▶ _BRIEF_
Go through the records and count every line that holds "resources". Only the number belongs in the reply.

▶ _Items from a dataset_

§

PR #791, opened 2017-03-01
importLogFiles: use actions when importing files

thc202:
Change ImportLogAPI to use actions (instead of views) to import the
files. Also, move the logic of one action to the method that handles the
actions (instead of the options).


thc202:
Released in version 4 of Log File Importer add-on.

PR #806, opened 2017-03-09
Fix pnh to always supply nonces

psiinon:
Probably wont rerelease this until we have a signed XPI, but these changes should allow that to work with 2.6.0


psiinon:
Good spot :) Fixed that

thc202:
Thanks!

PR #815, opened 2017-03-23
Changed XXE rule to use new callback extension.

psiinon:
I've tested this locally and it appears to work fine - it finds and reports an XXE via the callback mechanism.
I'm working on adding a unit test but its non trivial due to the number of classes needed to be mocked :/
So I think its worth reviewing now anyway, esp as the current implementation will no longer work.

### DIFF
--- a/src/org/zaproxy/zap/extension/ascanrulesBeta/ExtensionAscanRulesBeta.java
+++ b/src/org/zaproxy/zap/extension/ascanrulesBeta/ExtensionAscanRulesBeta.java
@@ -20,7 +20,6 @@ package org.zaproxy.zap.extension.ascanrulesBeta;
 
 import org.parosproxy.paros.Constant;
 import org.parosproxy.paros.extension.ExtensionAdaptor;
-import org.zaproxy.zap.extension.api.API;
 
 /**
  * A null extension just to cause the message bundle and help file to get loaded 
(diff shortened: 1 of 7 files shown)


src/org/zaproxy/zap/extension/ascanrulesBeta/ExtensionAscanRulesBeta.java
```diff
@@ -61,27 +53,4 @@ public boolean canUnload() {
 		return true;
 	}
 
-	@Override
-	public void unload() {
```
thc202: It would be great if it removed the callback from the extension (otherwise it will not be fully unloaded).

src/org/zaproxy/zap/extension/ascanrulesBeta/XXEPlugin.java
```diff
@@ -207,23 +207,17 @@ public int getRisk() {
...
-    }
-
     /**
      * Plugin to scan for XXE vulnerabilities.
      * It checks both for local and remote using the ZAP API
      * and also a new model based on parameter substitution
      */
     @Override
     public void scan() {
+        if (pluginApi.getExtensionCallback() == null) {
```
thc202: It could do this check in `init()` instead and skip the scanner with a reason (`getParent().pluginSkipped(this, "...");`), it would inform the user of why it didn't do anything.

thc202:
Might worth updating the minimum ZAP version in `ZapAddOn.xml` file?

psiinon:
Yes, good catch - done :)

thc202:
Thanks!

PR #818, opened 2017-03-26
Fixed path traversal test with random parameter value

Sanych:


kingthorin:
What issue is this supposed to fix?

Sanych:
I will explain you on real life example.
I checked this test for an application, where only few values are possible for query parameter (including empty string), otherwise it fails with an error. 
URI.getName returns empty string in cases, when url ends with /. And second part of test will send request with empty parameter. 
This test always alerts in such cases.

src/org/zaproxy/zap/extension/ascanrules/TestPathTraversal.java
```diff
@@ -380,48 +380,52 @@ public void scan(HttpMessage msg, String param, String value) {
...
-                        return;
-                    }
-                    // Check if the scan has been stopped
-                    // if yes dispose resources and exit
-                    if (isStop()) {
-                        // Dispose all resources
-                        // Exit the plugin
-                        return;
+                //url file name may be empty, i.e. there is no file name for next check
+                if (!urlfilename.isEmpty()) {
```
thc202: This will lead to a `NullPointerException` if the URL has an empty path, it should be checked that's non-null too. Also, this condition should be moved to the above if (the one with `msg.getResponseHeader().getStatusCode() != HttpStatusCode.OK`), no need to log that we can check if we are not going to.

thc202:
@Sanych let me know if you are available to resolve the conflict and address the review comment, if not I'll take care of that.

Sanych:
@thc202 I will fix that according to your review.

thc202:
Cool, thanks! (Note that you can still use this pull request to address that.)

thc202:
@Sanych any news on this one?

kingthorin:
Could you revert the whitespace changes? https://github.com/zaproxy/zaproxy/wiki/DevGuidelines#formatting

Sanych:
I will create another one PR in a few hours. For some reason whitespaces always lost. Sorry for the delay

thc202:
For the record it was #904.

§

▶ _ANSWER SECTION_
2